There is a big problem with the double flange and not being able to bolt it down which is crucial part of any major fender job[only if you are using the PSM design roller actually], because the stress of pulling/flairing the fender goes straight to that mounting spot and can mess up a job very easily if not bolted down.
I've learned to cope with the durn thing and have done roughly 40~50 fender jobs with it. The way I get around it is to have my own cheap open end lug nuts for m12x1.5 or 1.25, or what ever else that I do not mind ruining the acorn/taper part of the lug nut and not use the taper adapter and bolt it down as much as I can so the arm of the roller does not move[and also I use my own lug nuts on most cars as most have after market lug nuts that I do not want to ruin]. I've done this so many times that the fender roller itself actually has warn a groove in it so I am able to put the lug nut on securely now.
I actually have had the idea of completely cutting the plate of the arm flange off and just welding it on to the hub mount so I can always have a secure mounting point with out having to worry about mounting it to the hub.
Just my $0.02 for PSM roller, I've only encountered 3 cars where I would have to flip the arm around to normal orientation like eastwood roller would normally be positioned, other wise, I actually do enjoy not having to drop the suspension setup just to be able to fit my fender roller in place for a fender job.
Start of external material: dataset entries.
Issue #1903, opened 2022-04-14
PUML not working on CI deployment (Teammates) due to lack of graphviz


kaixin-hc:
### Please confirm that you have searched existing issues in the repo

Yes, I have searched the existing issues

### Any related issues?

See [Teammates issue](https://github.com/TEAMMATES/teammates/issues/11732) and [reposense issue](https://github.com/reposense/RepoSense/issues/1759)

### Tell us about your environment

Live Deployed version

### MarkBind version

3.1.1

### What did you do? Describe the bug

After deployment, puml diagrams seem to be missing and have thrown an error.
![image](https://user-images.githubusercontent.com/59471320/163318797-3e6c8fef-e9e8-41a1-bc7a-441b32b55c13.png)

### Steps to reproduce

Unable to reproduce manually on local serve or on manual deployment on a forked branch

### Expected behavior

.puml diagrams should display

### Anything else?

Hypothesis: This is related to CI, and building .puml files during CI is the problem. CI may not have graphviz.

Observation: For MarkBind docs puml diagrams, we **actually never use the <puml> tags within the website**. Instead, we have saved the .puml as equivalent .pngs, and displayed the .png instead (see `diagrams.md`) Found this PR #917 explaining the reason is to avoid installing graphviz.

Graphviz related .puml errors: #1459, and the reposense: [#1406 Replace images as PUML diagrams PR](https://github.com/reposense/RepoSense/pull/1406) leading to #916 which was marked as fixed. Also consider reposense [1427 on the PUML diagrams not rendering](https://github.com/reposense/RepoSense/issues/1427)

Suggestions? What should we do about this issue?

tlylt:
Putting some details of the investigation that I have done here for reference:
- Graphviz does not seem to be required for sequence and activity diagrams, so it should be fine for anyone to refer to .puml files directly in CI (They might still need to ensure that Java is available for puml plugin to work). This is mentioned in the original [puml PR](https://github.com/MarkBind/markbind/pull/887#pullrequestreview-254595590), but was requested to change to "all diagrams", which is what we state in our UG at the moment. Perhaps we should consider specifying it as is (that some diagrams work out of the box)
  - ![image](https://user-images.githubusercontent.com/41845017/163331949-bf92fccc-fa66-41e4-b499-cb9c65499700.png)

damithc:
Thanks for the investigation so far @tlylt 
[...]

Issue #1863, opened 2022-03-29
Incorrect report of success when CLI commands actually fail


tlylt:
**Tell us about your environment**
Windows 10
* **MarkBind Version:**
3.1.1

**What did you do? Please include the actual source code causing the issue.**
When there is an error in site.json, or due to a mismatch of markbind version, the CLI commands output a warning but still run to "completion". This may not be ideal because for example in CI checks, it is not obvious that a (critical error) has occurred and because of that, the build step in CI may still be deemed successful (when it is not).

For example, when there is an error in the `site.json` file. e.g just remove a comma:
```
{
  "baseUrl": "/test-md",
  "titlePrefix": "",
```
to
```
{
  "baseUrl": "/test-md"
  "titlePrefix": "",
```

1. markbind serve output (which is ok since it actually reports an error)
![image](https://user-images.githubusercontent.com/41845017/160549312-8a62218d-f73e-4614-8907-7cd1a6538588.png)

2. markbind build output (no files being built but still says build success)
![image](https://user-images.githubusercontent.com/41845017/160549451-d68afbd5-025f-4268-8f6f-a3ba01b612be.png)

Additionally, if there is mismatch between markbind version, markbind build behaves similar to the above (which is not ideal), markbind serve also does not actually stop.

e.g. trying to serve the markbind site of cs3218 using the latest master branch markbind(there is a problem because the site uses .mbd files). The markbind serve is unable to serve any pages, but it runs to completion
![image](https://user-images.githubusercontent.com/41845017/160550003-3e1f2e57-0a25-4b9c-936e-0accebc9f5b2.png)
![image](https://user-images.githubusercontent.com/41845017/160550216-0393a8f4-6192-4835-8223-657f8dd1b58c.png)

**What did you expect to happen?**
I expect the command to fail so that it's failure can be picked up in CI.

**What actually happened? Please include the actual, raw output.**
See above, does not always fail and only show warnings.

**Additional context**
I tested build and serve of a docusaurus site and both will fail immediately if there is a problem with the `docusaurus.config.js`
![image](https://user-images.githubusercontent.com/41845017/160550691-87298c0e-b59d-4c39-b41c-2f80a86d1465.png)

This problem is related to the teammates devdocs migration. The issue is that given the fact that the build might fail, it should be included in the CI to ensure this is checked everytime a PR is merged.

[...]

PR #1912, opened 2022-04-19
Warn users if PlantUML diagrams are found but Graphviz is not installed

tlylt:

- [ ] Documentation update
- [x] Bug fix
- [ ] Code maintenance
- [ ] Others, please explain:

**Overview of changes:**
Related to #1903
- Add a check to verify that Graphviz is installed before processing PlantUML diagrams.
- This will be done once per build/refresh (in the case of markbind serve)
- A warning will be logged to the console
	- image
- I am leaving the decision and the work to fail hard (or not) to development in #1863, as that will involve changing existing test cases and how we decide what kinds of errors to totally stop the build. This PR simply logs the warning but does not error out.
- Include a way to disable the warning:
	- https://deploy-preview-1912--markbind-master.netlify.app/userguide/sitejsonfile#plantumlcheck
	- image

- Lastly, make the warning in our UG even more explicit:
	- https://deploy-preview-1912--markbind-master.netlify.app/userguide/components/imagesanddiagrams#diagrams
	- image

nil

**Testing instructions:**
- Checkout to this PR
- insert the following (or any other puml code) in a .md file:
```md
<puml width="300">
@startuml
alice -> bob ++ : hello
bob -> bob ++ : self call
bob -> bib ++  #005500 : hello
bob -> george ** : create
return done
return rc
bob -> george !! : delete
return success
@enduml
</puml>
```
- Run `markbind build` or `markbind serve`, if Graphviz is installed, no warnings should be found, else, a warning should be found (exactly once even if u have multiple PlantUML diagrams)

Add Graphviz check when PlantUML diagrams are used

Without Graphviz, PlantUML diagrams generated may
contain errors. Users may not be aware that diagrams are
generated incorrectly if they do not serve up the pages.

Let's add a check and warn users in the console if the
installation of Graphviz is missing.

This helps to keep users informed in the console when
the needed installation is missing. Users are also informed
of a way to disable the warning in `site.json`.

---

- [x] No unrelated changes


damithc:
This is a good feature to add @tlylt 

Perhaps the CI info is a better info for a minimized panel rather than a popover, as it contains substantial amount of info, and stuff the user might want to copy-paste? Alternatively, it can simply link to another page that has the full CI details.

As for the error message, should we mention that only some (or which) puml diagrams require Graphviz? I'm thinking of the situation in which the site has puml diagrams that don't actually need Graphviz and yet this warning keeps showing up every time. I suppose making the error message smart enough to figure out if Graphviz is actually needed is not feasible or worth the effort?

tlylt:
> Perhaps the CI info is a better info for a minimized panel rather than a popover, as it contains substantial amount of info, and stuff the user might want to copy-paste? Alternatively, it can simply link to another page that has the full CI details.

Thanks for the suggestion, I have updated the docs to use a panel and included more details. (see PR description). Is this ok?

> As for the error message, should we mention that only some (or which) puml diagrams require Graphviz? I'm thinking of the situation in which the site has puml diagrams that don't actually need Graphviz and yet this warning keeps showing up every time. I suppose making the error message smart enough to figure out if Graphviz is actually needed is not feasible or worth the effort?

I have updated the docs to mention what's stated in the PlantUML website (that sequence and activity diagram work without Graphviz). For the warning, as I am doing this check before processing any of the puml diagrams, this implementation would not be able to identify the diagram type. This warning is therefore more like our broken link reporting. Do you think adding something like "Ignore this warning if it was intended." will be better? 

Ideally, we should have the warning be smarter, which could be done with some adjustments to how we process the PlantUML diagrams. I have something in mind to try out but because of the other considerations involved (e.g. performance, adjustments needed to the test cases), might take some time before it's done. Hence I am also ok if we want to remove this warning log in this PR and keep the documentation updated for now.

damithc:
> Thanks for the suggestion, I have updated the docs to use a panel and included more details. (see PR description). Is this ok?

Yes, this looks better. A slight worry is that a sizeable chunk of the yml file is duplicated here (I expect it is also given somewhere else in our docs?). Can go out of sync if we update the CI documentation later. 
Also, not strictly a 'tip', right? More like an 'example' of how to configure a CI, especially because we don't explain how to do it in other CI environments?


> Ideally, we should have the warning be smarter, which could be done with some adjustments to how we process the PlantUML diagrams. I have something in mind to try out but because of the other considerations involved (e.g. performance, adjustments needed to the test cases), might take some time before it's done. Hence I am also ok if we want to remove this warning log in this PR and keep the documentation updated for now.

Yes, we certainly don't want to lose performance over this. We _can_ consider a flag e.g., `requireGraphviz` in site.json to switch off this warning, although not sure if that would be going too far.

tlylt:
> Yes, this looks better. A slight worry is that a sizeable chunk of the yml file is duplicated here (I expect it is also given somewhere else in our docs?). Can go out of sync if we update the CI documentation later. Also, not strictly a 'tip', right? More like an 'example' of how to configure a CI, especially because we don't explain how to do it in other CI environments?

Updated to mention only the required steps.
image

> Yes, we certainly don't want to lose performance over this. We _can_ consider a flag e.g., `requireGraphviz` in site.json to switch off this warning, although not sure if that would be going too far.

Hmm in that case I will leave this PR here for the time being.

damithc:
> Hmm in that case I will leave this PR here for the time being.

If the flag is easy to add, go ahead and add it. I don't think we want a case where users see a warning that technically should not be there (because their PUML diagrams don't actually need Graphviz) and have no way to get rid of it. We can remove the flag when (and if) we make the error message 'smarter'? What do you think?

tlylt:
> > Hmm in that case I will leave this PR here for the time being.
> 
> If the flag is easy to add, go ahead and add it. I don't think we want a case where users see a warning that technically should not be there (because their PUML diagrams don't actually need Graphviz) and have no way to get rid of it. We can remove the flag when (and if) we make the error message 'smarter'? What do you think?

Sure I will add the option to suppress the warning.

packages/core/src/Site/index.js
```diff
@@ -950,7 +951,8 @@ class Site {
         || !_.isEqual(oldSiteConfig.enableSearch, this.siteConfig.enableSearch)
         || !_.isEqual(oldSiteConfig.timeZone, this.siteConfig.timeZone)
         || !_.isEqual(oldSiteConfig.locale, this.siteConfig.locale)
-        || !_.isEqual(oldSiteConfig.intrasiteLinkValidation, this.siteConfig.intrasiteLinkValidation);
+      || !_.isEqual(oldSiteConfig.intrasiteLinkValidation, this.siteConfig.intrasiteLinkValidation)
+      || !_.isEqual(oldSiteConfig.plantumlCheck, this.siteConfig.plantumlCheck);
```
jonahtanjz, line 955: I think these 2 lines should be indented by 2 more spaces?

packages/core/src/plugins/default/markbind-plugin-plantuml.js
```diff
@@ -84,12 +86,23 @@ module.exports = {
...
     processedDiagrams.clear();
+    graphvizCheckCompleted = false;
   },
 
   processNode: (pluginContext, node, config) => {
     if (node.name !== 'puml') {
       return;
     }
+    if (config.plantumlCheck && !graphvizCheckCompleted) {
+      exec('dot -V', (error, stdout, stderr) => {
```
jonahtanjz, line 97:
```suggestion
      exec(`java -jar "${JAR_PATH}" -testdot`, (error, stdout, stderr) => {
```

Would this be better since it is the recommended testing method on the [plantuml site](https://plantuml.com/graphviz-dot#fa6a5a3224d7da66)? The original should work as well for most cases (except when Graphviz is installed in a custom path).

jonahtanjz (commented):
Thanks @tlylt

Just 2 comments, the rest looks good :)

here are some of my fender jobs from some time ago using the PSM roller....
S13 Coupe on 18x10+18
My S13 Coupe on 17x9+0
AP1 S2000 on 18x10 +20?
My S14 on 17x9+2effective/17x10+18
It is a good fender roller for it's price IMO, but doing a fender pull and roll with it is kind of "sketch" at times. It really tests the fender roller's strength in design. I had to stack some spacers before to get more leverage in order to finish up some major fender pulls. Not sure if that's the same case with eastwood roller as I've only used the eastwood tool once.Last edited by mad-ass; 09-14-2012, 06:29 AM.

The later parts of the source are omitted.